ASSIGNMENT -
The task calls for each line of the records below in which the word "that" appears.

*** Opening of DATA ***

PR #849, opened 2015-02-15
Error template logic and encoding cleanup

veryrusty:
This is @drmuey commits from #847 (rebased onto current master and squished into a single commit) to fix the Fix HTTP Status template logic. There are still tests "outstanding" as per #846.

Those changes requires the Error `content` attribute to have byte (octect) strings to be for the http response. That implies the Error object needs to know about such things, hinting that we didn't have the abstraction/delegations correct; Error objects should only be concerned with character strings.

The response class handles serialization & encoding already, and `throw`ing an error populates a response object. The extra commit ensures that the Error's response object is generated with a serializer if the Error object has one, and calls `response->encode_content` when the error is thrown. Delegation FTW. 

Thanks also to @DavsX for picking this up in previous comments :)

### DIFF
--- a/Changes
+++ b/Changes
@@ -7,6 +7,7 @@
     * GH #843: Add missing attributes to Moo class used in tests. (Graham Knop)
     * GH #839: Correct "no_server_tokens" definition in production.yml.
                (Nikita K)
+    * GH #565: Fix HTTP Status template logic and documentation (Daniel Muey)
 
     [ ENHANCEMENT ]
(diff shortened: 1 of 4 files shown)


drmuey:
Thanks @veryrusty and @DavsX, this is a much better encoding bug fix than my temporary hack! As I mentioned previously I'd be unable to work on it as I am in  a crazy busy spot ATM so I was happy to pop in and find this done already :)

xsawyerx:
Merged, thanks! :+1:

*** Close of DATA ***

SOLUTION -
Those changes requires the Error `content` attribute to have byte (octect) strings to be for the http response. That implies the Error object needs to know about such things, hinting that we didn't have the abstraction/delegations correct; Error objects should only be concerned with character strings.
The response class handles serialization & encoding already, and `throw`ing an error populates a response object. The extra commit ensures that the Error's response object is generated with a serializer if the Error object has one, and calls `response->encode_content` when the error is thrown. Delegation FTW. 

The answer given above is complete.